The problem with appealing to fear is that if this strategy makes it possible to modify people’s attitudes, or even their intentions, it turns out to be rather ineffective when the actual behavior is measured. People are informed, even convinced, but do not change their actions for all that. This is the syndrome of “good resolution”: the one that fails nine times out of ten.
Glow in the dark
Two American communication researchers have just published an article on the subject, which calls for a different perspective on prevention. If the call to fear is useful, because it makes it possible to draw attention and raise awareness about a public health problem, they believe that another emotional dimension intervenes to bring information to action: l ‘hope.
In order to assess their hypotheses on the role of hope, the researchers devised two experiments. In one of them, 382 students must have watched an awareness video about melanoma (edited to evoke a classic fear appeal), then answer a series of questions about the feelings they had felt.
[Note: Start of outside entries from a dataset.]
PR #482, opened 2020-02-16
Fix Cypress tests

awasthishubh:
### Current Cypress tests have a few issues that are addressed by this PR.

| Before        | After           |
| ------------- |:-------------:|
| Screenshot from 2020-02-15 15-18-56 | Screenshot from 2020-02-16 12-23-46 |

Two test case are still failing which I would like to discuss on discord.

### DIFF
--- a/cypress/integration/pr_test.js
+++ b/cypress/integration/pr_test.js
@@ -54,7 +54,7 @@ describe("UI Test", function() {
         .should("be.gt", 0);
     });
     cy.get("div[class=template-list]").within(() => {
-      cy.get(":nth-child(3) > .col")
+      cy.get(":nth-child(2) > .col")
         .find("button")
         .contains("View >>")
         .click({ force: true });
@@ -63,13 +63,14 @@ describe("UI Test", function() {
     cy.get("@getData").should(xhr => {
       expect(xhr.status).to.equal(200);
     });
-    cy.get("select.constraint-chooser").select("!=");
+    cy.get(".template-constraint-container:nth-child(2) select.constraint-chooser")
+      .select("!=");
   });
 
   it("Gives suggestion results when typing in search", function() {
     cy.get(".home .search").within(() => {
       cy.get("input[class=typeahead-search]").type("mal*");
-      cy.get(".quicksearch-result").should("have.length", 5);
+      cy.get(".quicksearch-result").its('length').should("be.gt", 0);
     });
   });
 
@@ -113,13 +114,13 @@ describe("UI Test", function() {
 
     cy.contains("Add description").click();
     cy.get("textarea").type("My description", { delay: 100 });
-    cy.get("button")
+    cy.get(".controls button")
       .contains("Save")
       .click();
     // Update description to list
     cy.contains("Edit description").click();
     cy.get("textarea").type(" new", { delay: 100 });
-    cy.get("button")
+    cy.get(".controls button")
       .contains("Save")
       .click();
     cy.get(".description").contains("My description new");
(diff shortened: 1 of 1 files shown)


awasthishubh:
Changes: 

> cy.get(":nth-child(3) > .col")

There is an issue with `Adjacent genes (upstream and downstream) + chromosome locations` that I mentioned on Discord. So I changed to second.

#
> cy.get("select.constraint-chooser").select("!=");

This selector selects two elements which throw an error.
#
> cy.get(".quicksearch-result").should("have.length", 5);

To verify Suggestion results, I think a better way will be to check if we have one or more suggestion.
If more genes will be added, this might break.
#
>cy.get("button")
      .contains("Save")

This selector selects two elements. One at the top-right with text `SAVE LIST`
#
> cy.get(".results-body .single-feature")
      .its("length")
      .should("be.gt", 0)

I added this to verify that we have 1 or more results for our query.
#
> cy.get(".results-summary").should("have", "Results");

I don't think this is a proper way to test this. There is no assertion here and if I replace Results with any other text, tests still pass.
#
> cy.get("#password").type("demo");

No ID is set for the password field. Not sure if I should change the selector here or should I set ID in code?
#
>  cy.contains("demo@intermine.org");

In this case, also, there is no assertion. If the element is not found it simply say 0 found. I tried replacing this text and tests passes without fail. I added assertion to check if the matched element is in visible state and it works as expected.

heralden:
Thanks for looking into the Cypress tests! Some things to note, which I sincerely apologize for not being documented:
- Some PRs which depend on new webservices, added via https://github.com/intermine/imcljs/pull/42 have been merged, while imcljs is yet to be updated. This means updating the list description won't work.
- The tests are written for biotestmine. (If you see `.travis.yml`, it uses a script to clone biotestmine and run the Cypress tests against it.)
- Running a local biotestmine can be challenging, (we're working on creating a python CLI tool to automate starting one with docker) especially if it needs the new webservices (eg. updating list description).

I know some of these changes would be improvements when testing against Biotestmine, but it's hard to tell without actually doing it. How about I let you know when the CLI tool is good enough to automate starting a local biotestmine, and then you can look into fixing the Cypress tests again?

Some things I can say for sure:

> No ID is set for the password field. Not sure if I should change the selector here or should I set ID in code?

The ID has been removed, and we'll need to change the selector.

> In this case, also, there is no assertion. If the element is not found it simply say 0 found. I tried replacing this text and tests passes without fail. I added assertion to check if the matched element is in visible state and it works as expected.

It seems like this doesn't do anything, so you can just remove it.

awasthishubh:
@uosl Thanks for the review.
> Some PRs which depend on new web services, added via intermine/imcljs#42 have been merged, while imcljs is yet to be updated. This means updating the list description won't work.

Yes, I do realise that. That's why I left the 6th test as it is. Most of the issues that I tried to fix through this PR, I think, will be there even with the new imcljs.

> How about I let you know when the CLI tool is good enough to automate starting a local biotestmine, and then you can look into fixing the Cypress tests again?

Sure thing! :)

> The ID has been removed, and we'll need to change the selector.

That's what I did.

 > It seems like this doesn't do anything, so you can just remove it.

This verifies that logged in user (visible at the top-right corner)  is the same as the user we log in. I think we should keep this.

heralden (approved):
Sorry for not coming back to you in a long time, but finally the things I mentioned in my previous comment have been resolved.

I looked through your changes properly now and these are really great and well thought out! Thanks for your help. :100:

A week later, subjects were asked to indicate whether they had adopted preventive behaviors: putting on sunscreen, checking for suspicious moles, etc.
It turned out that adopting effective preventive behavior was predicted by two emotional dimensions during the viewing: fear, which is not very surprising, but also hope. The two emotions also played a role of similar magnitude.
The stick and the carrot
These elements consolidate the researchers in their conviction: to succeed, the call to fear must be mixed with a hint of hope. “When we communicate on health, it is not enough to talk to people, or only to inform them, we have to motivate them, and emotions are very good sources of motivation”, explains Jessica Myrick (Penn State). “You have to imagine hope and fear as the carrot and the stick”, adds Robin Nabi (UC Santa Barbara).
It remains to assess the call for hope in real prevention campaigns. And the researchers suggest a few avenues: focusing on possible gains (in terms of health), presenting situations in terms of opportunities (rather than risk), or even showing attractive people getting what they want … Soon anti-smoking campaigns in the form of car advertisements?